**DATA EXCERPTS**
•••

Issue #1510, opened 2023-06-20
Soft delete instead of hard delete grants


mkurapov:
Currently, whenever we revoke a grant (via the auth Admin API), we are hard deleting it in the DB. However, we also have the `REVOKED` status on the grant model. We should use the status instead of hard deleting the grant in the DB whenever we revoke a grant.

Issue #1428, opened 2023-05-15
Q2 documentation updates


mkurapov:
README:

- [x] Update Rafiki planning call time
- [ ] Rename “Interledger Docs” to “Interledger Specs” (and update the link)

`architecture.md`

- [ ] Update excalidraw diagram
- [ ] Add GraphQL admin API description to `auth` service section

`admin-api.md`

- [x] Include auth admin API (moved to #1651)

`connector.md`

- [ ] Remove "often for Web Monetization" from Local Stream Server
- [ ] Remove “and more!” from Packet Rejection (and remove “including”)

`accounts-and-transfers.md`

- [ ] Link double-entry accounting to Wiki page
- [ ] Make it clear that PP and IP liquidity accounts get created on the fly, while asset and peer created when they get created via GraphQL calls

`grant-interaction.md`

- [ ] Put the diagram at the beginning
- [x] Endpoints for the API calls should link to the OpenAPI specs (that will be added separately) (moved to #1668)

`key-registry.md`

- [x] Should be moved to the Open Payments website
- [x] Should be turned into a document explaining what it means for an Admin to add keys to a payment pointer (moved to #1667)

PR #1576, opened 2023-07-11
feat(auth): revoke grant instead of hard delete

BlairCurrey:

-  Removed hard deletion of `grants`/`access`/`accessTokens` in favor of a `grant.state` of `GrantState.Revoked`. 
- Updated where `grants`/`access`/`accessTokens` are read to either filter out or handle revoked grants
- Renamed some "delete" verbiage to "revoke" to better reflect this behavior
- added a `notIn` filter to the `getGrants` gql query so that certain states (such as revoked) can be filtered out

## Context

Fixes https://github.com/interledger/rafiki/issues/1510

Some discussion about my thought process: https://github.com/interledger/rafiki/pull/1576#discussion_r1259844570

This PR involves filtering out/handling revoked grants where they previously would not have been returned because they had been deleted. I generally preferred filtering them out at the service level (because that's effectively what was happening before). In a few places grants with a revoked state were already handled so for those methods I just added checks everywhere else they were called.

## Checklist

- [x] Tests added/updated
- [ ] Documentation added


packages/auth/src/grant/service.ts
```diff
@@ -142,12 +146,14 @@ async function rejectGrant(
...
 ): Promise<boolean> {
-  const deletion = await Grant.query(deps.knex).delete().where({ continueId })
-  if (deletion === 0) {
+  const update = await Grant.query(deps.knex)
+    .patch({ state: GrantState.Revoked })
+    .where({ continueId })
+  if (update === 0) {
     deps.logger.info(
       `Could not find grant corresponding to continueId: ${continueId}`
     )
```
BlairCurrey, line 159: Wasn’t sure about changing this one as well. After sitting with it a bit longer I think maybe we should continue hard-deleting here. Or, soft-deleting via a new `deletedAt` field (see note in PR body). This would mean there isnt parity between gql api and the rest api (one is delete, one is state update). Or change the http method from delete to post/put but probably not…

Currently in my PR the delete HTTP method will update the state and then we just handle grants with a `REVOKED` state differently depending on where we get them, which definitely seems wrong.

sabineschaller:
Should we still have a delete function for grant requests that were never granted? I'm thinking about a scenario where a client requests to access my account (maybe even a thief) and I don't know the client so I deny the grant. If this is some sort of attack, I don't want these grants to show up in the list of revoked grants. I do, however, want to see grants that I actively disabled/revoked.

packages/auth/src/grant/service.ts
sabineschaller: A revoke grant REST endpoint should probably be a PATCH, not a DELETE. We actually call the DELETE endpoint "Cancel grant" [in the docs](https://docs.openpayments.guide/reference/delete-continue), which is for a client to withdraw his grant request or to surrender the grant. I think you are right in that in such a scenario, we shouldn't revoke but we should have a `deletedAt` field. And revocation should then only happen via the admin APIs because the user itself would revoke using his ASE's interface.

BlairCurrey: After your comment and looking at the GNAP spec I think a `deletedAt` field for the DELETE method is what I'm going to do for this, but it seems like the spec has changed and our implementation doesn't align on a few things. Then again this is the first I've waded into the auth server and the GNAP spec so correct me if I'm wrong or missing some context.

Here is the specification for this DELETE route: https://datatracker.ietf.org/doc/html/draft-ietf-gnap-core-protocol-14

Of note it specifies this route is for "Revoking a Grant Request" (previously "Canceling" like we use). This suggests there isn't the distinction between deleting and revoking like I thought. Not so simple to just revoke though because it specifies:
   - updating grant state to `finalized` (not `revoked`). Which doesn't exist in our code. It seems like the grant states are now (`processing`, `pending`, `approved`, `finalized`) instead of our (`pending`, `granted`, `revoked`, `rejected`). These cut across many operations and in terms of `revoked` and `finalized`, im not sure they are just interchangable.
   - should disable all token rotation and other token management functions. I think we are _effectively_ doing this because the tokens are on the grant that are deleted (so they cant be rotated). This is why I want to do a soft-delete instead of using grant state (`revoked` or `finalized`) but it doesn't seem like this is ultimately the right way to handle revocation.

BlairCurrey: There may not be too much to make GNAPy after all. I noticed that we are deleting access and access token as well on grant deletion (via a postgres `ON DELETE CASCADE`). Which means I can't just draw the line at a soft delete of grants anyways. I ended up changing both the `DELETE /continue` and `revokeGrant` routes to update the grant state to `REVOKED` and handled or filtered out grants/access/access tokens with a revoked grant state on the read side. All the token and grant openapi requests should remain the same but we can now get the revoked grants via the gql admin api.

I still wonder about the states I see in the spec (`processing`, `pending`, `approved`, `finalized`) vs. what we have (`pending`, `granted`, `revoked`, `rejected`). Perhaps our `GrantStates` are not meant to reflect the states here: https://datatracker.ietf.org/doc/html/draft-ietf-gnap-core-protocol-11`#section-1.5 For example, we have no concept of `finalized` but it was in version 11 of the spec. Still, the spec is pretty explicit about when to update the grant state to these values. We have `pending` and `approved` might map pretty clearly to `granted` but `finalized` doesn't really seem to have an analog.

BlairCurrey:
> Should we still have a delete function for grant requests that were never granted? I'm thinking about a scenario where a client requests to access my account (maybe even a thief) and I don't know the client so I deny the grant. If this is some sort of attack, I don't want these grants to show up in the list of revoked grants. I do, however, want to see grants that I actively disabled/revoked.

We should be able to distinguish between these via the grant state value `GrantState.Revoked` and `GrantState.Rejected`. This makes me wonder more about the states described in the GNAP spec (specifically, not having a rejected state).

packages/auth/src/grant/routes.test.ts
```diff
@@ -927,43 +1032,47 @@ describe('Grant Routes', (): void => {
...
             method: 'GET'
           },
-          { id: v4(), nonce: grant.interactNonce }
+          { id: grant.interactId, nonce: grant.interactNonce }
         )
+
         await expect(
           grantRoutes.interaction.details(ctx)
         ).rejects.toMatchObject({
-          status: 404
```
BlairCurrey, line 966: This diff is hard to follow but basically I removed a duplicate test (one of https://github.com/interledger/rafiki/blob/main/packages/auth/src/grant/routes.test.ts#L910, https://github.com/interledger/rafiki/blob/main/packages/auth/src/grant/routes.test.ts#L950)
and added the `Cannot get grant details for revoked grant` test.

packages/auth/src/grant/service.ts
```diff
@@ -142,12 +146,14 @@ async function rejectGrant(
...
+async function revokeGrant(
   deps: ServiceDependencies,
   continueId: string
 ): Promise<boolean> {
-  const deletion = await Grant.query(deps.knex).delete().where({ continueId })
-  if (deletion === 0) {
+  const update = await Grant.query(deps.knex)
+    .patch({ state: GrantState.Revoked })
+    .where({ continueId })
+  if (update === 0) {
```
BlairCurrey, line 156: At this point, there are probably still access/accessTokens in the db associated with this revoked grant. Previously they would have been deleted via a cascade with the grant. Just like grants, I am filtering out such `access`/`accessTokens` on the read side but also considered keeping a hard-delete here. I decided against it but I do wonder if these records will accumulated to rather large volumes unnecessarily.

packages/auth/src/grant/service.ts
```diff
@@ -16,8 +16,12 @@ import { AccessService } from '../access/service'
...
 
+interface FilterGrantState {
+  notIn?: GrantState[]
+}
 interface GrantFilter {
   identifier?: FilterString
+  state?: FilterGrantState
 }
 
 export interface GrantService {
```
BlairCurrey, line 27: I found the following unused service methods when auditing the reads for access, access tokens, and grants:

- `GrantService.get`
- `GrantService.getByInteraction`
- `AccessTokenService.get`

I left them to be safe but wonder if maybe we should remove them.

packages/auth/src/accessToken/service.ts
BlairCurrey, line 1: I wonder if I should change the revoke function in this file to set `expiresIn` to now instead of hard-deleting?

previously access token and access were hard deleted with the grant delete. Now they are no longer hard deleted, except in this revoke method here. 

https://github.com/interledger/rafiki/pull/1576/files#diff-a2d9fc0dba9cf7d48aae084d4b7ecacd25cc06a0767f06a9a9b83f8b934c5a3fR93-R102

sabineschaller:
Is it ok if we hold off for until Nathan is back?

packages/auth/src/grant/service.ts
njlie: `GrantService.getByInteraction` we can probably get rid of, I believe it has been supplanted by `GrantService.getByInteractionSession`. We could also remove `(GrantService/AccessTokenService).get` too, I wrote those anticipating they would be used but as I wrote out the rest of the GNAP implementation they didn't end up getting used.

packages/auth/src/grant/service.ts
njlie: I think we should add the distinction between the `processing` and `pending` states. Respectively, one indicates the AS is determining what to do next with the grant and the other indicates that the grant is awaiting interaction.

As for `finalized`, I would consider `granted`, `revoked`, and `rejected` to be the AS's (granulized) concept of GNAP's `finalized`. It seems like the concept of a `finalized` state irrespective of _how_ a grant was finalized is all that matters for GNAP, but for our purposes we need more specific reasons why. I would think we should maybe modify the Grant model so that `granted/revoked/rejected` is replaced by `finalized` and add another field indicating how it was finalized. I think it would make this easier to follow as an implementation of GNAP that way, and we could keep information that we need.

I agree with @sabineschaller that this is a separate, larger issue that should be worked on separately from this, though.

packages/auth/src/accessToken/service.ts
njlie: I think we should still hard delete. A client should still be able to rotate expired tokens, so we still need to distinguish expired tokens vs. revoked ones.

packages/auth/src/grant/service.ts
njlie: I think we should still hard delete here. Revoking a grant is supposed to [revoke all associated access tokens](https://datatracker.ietf.org/doc/html/draft-ietf-gnap-core-protocol-15#name-revoking-a-grant-request).

njlie:
> > Should we still have a delete function for grant requests that were never granted? I'm thinking about a scenario where a client requests to access my account (maybe even a thief) and I don't know the client so I deny the grant. If this is some sort of attack, I don't want these grants to show up in the list of revoked grants. I do, however, want to see grants that I actively disabled/revoked.
> 
> We should be able to distinguish between these via the grant state value `GrantState.Revoked` and `GrantState.Rejected`. This makes me wonder more about the states described in the GNAP spec (specifically, not having a rejected state).

My stance (to summarize [this comment](https://github.com/interledger/rafiki/pull/1576#discussion_r1269956283)) is to bring the `GrantStates` in line with GNAP and augment the grant model with a field describing how the grant was finalized. @sabineschaller let me know if you still would like to have a call on this still to discuss but for now that's the feeling I have towards this

njlie (changes requested):
See https://github.com/interledger/rafiki/pull/1576#discussion_r1262976270, I think hard deleting, or otherwise invalidating the access tokens of a revoked grant, should still be done here.

packages/auth/src/grant/service.ts
BlairCurrey: I'll change it to hard-delete

njlie (dismissed):

packages/auth/src/graphql/schema.graphql
```diff
@@ -45,12 +45,17 @@ type GrantEdge {
...
+  state: FilterGrantState
 }
 
 input FilterString {
   in: [String!]!
 }
 
+input FilterGrantState {
+  notIn: [GrantState!]!
+}
```
mkurapov, line 57: Why `notIn` instead of `in`?

packages/auth/src/grant/routes.ts
```diff
@@ -233,7 +233,7 @@ async function getGrantDetails(
   }
   const { id: interactId, nonce } = ctx.params
   const grant = await grantService.getByInteractionSession(interactId, nonce)
-  if (!grant) {
+  if (!grant || grant.state === GrantState.Revoked) {
```
mkurapov, line 236: Just a suggestion: if we want to keep this check in the service layer, we could pass an optional arg to `getByInteractionSession`, something like `includeRevoked` (false by default). We could also include `.whereNot('state', 'REVOKED')` in cases where it is false in the DB lookup.

packages/auth/src/grant/routes.ts
```diff
@@ -416,12 +416,12 @@ async function deleteGrant(
...
   }
   const grant = await deps.grantService.getByContinue(continueId, continueToken)
-  if (!grant) {
+  if (!grant || grant.state === GrantState.Revoked) {
     ctx.throw(404, { error: 'unknown_request' })
   }
 
-  const deletion = await deps.grantService.deleteGrant(continueId)
-  if (!deletion) {
+  const revoked = await deps.grantService.revokeGrant(continueId)
```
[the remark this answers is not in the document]
BlairCurrey: I suppose we don't need `revokeGrant` (by `continueId`) since we have the grant id here as well. Both `revokeGrant` and `revokeGrantById` existed already as `deleteGrant` and `deleteGrantById`. I dont see the harm in changing it to one `revokeGrant` function that takes the grant id.

packages/auth/src/graphql/schema.graphql
BlairCurrey: This endpoint now returns revoked grants, when previously it did not. So the thinking with `notIn` was giving the client a way to return the same set of results as before.

packages/auth/src/grant/routes.ts
BlairCurrey: That might make more sense. In most cases `GrantState.Revoked` is treated the same as the grant not existing, but there are a few places it's explicitly handled. This would apply to `getByContinue` as well.

BlairCurrey: i implemented this on `getByContinue` and `getByInteractionSession`

packages/auth/src/graphql/schema.graphql
BlairCurrey: i added and `in` filter for good measure

packages/auth/src/grant/routes.ts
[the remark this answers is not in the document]
BlairCurrey: changed to just do `revokeGrant(grantId)`

mkurapov (dismissed):

mkurapov:
At first I was confused why there weren't any documentation failures for not updating the Admin API types, but I realized this is only the auth Admin API...

BlairCurrey:
> At first I was confused why there weren't any documentation failures for not updating the Admin API types, but I realized this is only the auth Admin API...
> 
> Made this as a result:
> 
> * [Add documentation for Auth Admin API #1651](https://github.com/interledger/rafiki/issues/1651)

I had the same experience initially and asked Sabine about it. She pointed out this issue: https://github.com/interledger/rafiki/issues/1428

Wasn't sure how to present it initially but what you've depicted in the issue makes sense.

mkurapov (approved):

•••

Begin at the first line of the material above. Transcribe each line exactly, ending with the line that contains "Issue #1428, opened 2023-05-15".

Issue #1510, opened 2023-06-20
Soft delete instead of hard delete grants


mkurapov:
Currently, whenever we revoke a grant (via the auth Admin API), we are hard deleting it in the DB. However, we also have the `REVOKED` status on the grant model. We should use the status instead of hard deleting the grant in the DB whenever we revoke a grant.

Issue #1428, opened 2023-05-15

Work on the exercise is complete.